改进的TF-IDF关键词提取方法
Improved TF-IDF Keyword Extraction Algorithm
摘要:
在TF-IDF算法基础上,提出新的基于词频统计的关键词提取方法。利用段落标注技术,对处于不同位置的词语给予不同的位置权重,对分词结果中词频较高的同词性词语进行词语相似度计算,合并相似度较高的词语,通过词语逆频率TF-IWF算法,按权值排序得到关键词。这种改进算法解决了传统中文关键词提取方法中对相似度高的词的不重视而导致关键词提取精度不高的问题。实验结果表明,改进的算法结果在准确率和召回率上较原有的TF-IDF算法上都得到较好的提升,使得提取的关键词集合能较好体现文本内容。

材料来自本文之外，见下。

PR #1442, opened 2023-06-13
Use scope instead of envir

hadley:


R/scope.R
```diff
@@ -309,60 +309,60 @@ renv_scope_bioconductor <- function(project = NULL,
...
   suppressMessages(eval(call, envir = parent.frame()))
 
-  defer(suppressMessages(untrace(substitute(what))), envir = envir)
+  defer(suppressMessages(untrace(substitute(what))), scope = scope)
 
 }
 
 
-renv_scope_binding <- function(symbol, replacement, frame = renv_envir_self(), envir = parent.frame()) {
+renv_scope_binding <- function(symbol, replacement, frame = renv_envir_self(), scope = parent.frame()) {
```
kevinushey, line 332: Should we rename `frame` to `envir` here?

kevinushey (approved):

PR #1443, opened 2023-06-13
fixup for repair

kevinushey:
https://github.com/rstudio/renv/actions/runs/5259691290/jobs/9505595748


hadley (approved):
Looks like you also need to update `_pkgdown.yml`

PR #1444, opened 2023-06-13
refine detection of PPM URLs

kevinushey:
Closes https://github.com/rstudio/renv/issues/445.


R/ppm.R
```diff
@@ -33,35 +33,34 @@ renv_ppm_transform_impl <- function(url) {
...
-  # any local knowledge of available CRAN repositories)
+  # check if this is an 'ignored' URL; that is, a repository which we
+  # know is not a PPM URL
   mirrors <- catch(getCRANmirrors(local.only = TRUE))
-  urls <- c(urls, mirrors$URL)
-
-  # also ignore some RStudio URLs
-  rstudio <- c(
+  ignored <- c(
+    getOption("renv.ppm.ignoredUrls", default = character()),
```
hadley, line 55: Need to document `renv.ppm.ignoredUrls` somewhere?

aronatkins:
CC @toph-allen - we may want this change.

tests/testthat/test-ppm.R
```diff
@@ -79,3 +79,34 @@ test_that("renv correctly detects RHEL as CentOS for RSPM", {
...
+    renv_condition_signal("bail")
+  ))
+
+  # should exit early
+  status <- tryCatch(
+    renv_ppm_transform_impl("http://foo/bar"),
+    bail = identity
+  )
+
+  expect_identical(status, "http://foo/bar")
```
hadley, line 102:
```suggestion
  status <- expect_no_condition(renv_ppm_transform_impl("http://foo/bar"), class = "bail")
  expect_equal(status, "http://foo/bar")
```
?

tests/testthat/test-ppm.R
```diff
@@ -79,3 +79,34 @@ test_that("renv correctly detects RHEL as CentOS for RSPM", {
...
+
+  # should emit a condition now
+  status <- tryCatch(
+    renv_ppm_transform_impl("http://foo/bar/baz"),
+    bail = identity
+  )
+
+  expect_s3_class(status, "bail")
```
hadley, line 110:
```suggestion
  expect_condition(renv_ppm_transform_impl("http://foo/bar/baz"), class = "bail"))
```

R/url.R
```diff
@@ -0,0 +1,33 @@
+
+renv_url_parse <- function(url) {
```
hadley, line 2: It would make me feel happier if this had a few tests.

hadley (approved):

R/ppm.R
kevinushey: Or should I just add it to config.yml? Or should it be a project-specific setting?

hadley: Seems like project specific might be most useful?

R/url.R
kevinushey: Added a couple -- should I try to chase down any edge cases?

R/ppm.R
kevinushey: I'll do this in a separate PR (I think the other PPM stuff I added should also be project specific)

Abstract: According to the TF-IDF extract algorithm, this paper proposes a new extraction algorithm based on the words frequency statistics. Combining with sections mark technology, this algorithm assigns corresponding position weight to the words located in different position and calculates the words similarities with the same parts of speech which have a high counter in the result of the word segmentation, then merge the words with a higher similarity, finally we get the keyword sorted by the weight via the TF-IWF algorithm. This method optimized the traditional Chinese keyword extract algorithm, which take little notice of the higher similarity words, and lead to low-accuracy. The results show the new approach has better algorithm performance compared with the previous TF-IDF algorithm and the keywords set extracted can generally express the content of the article.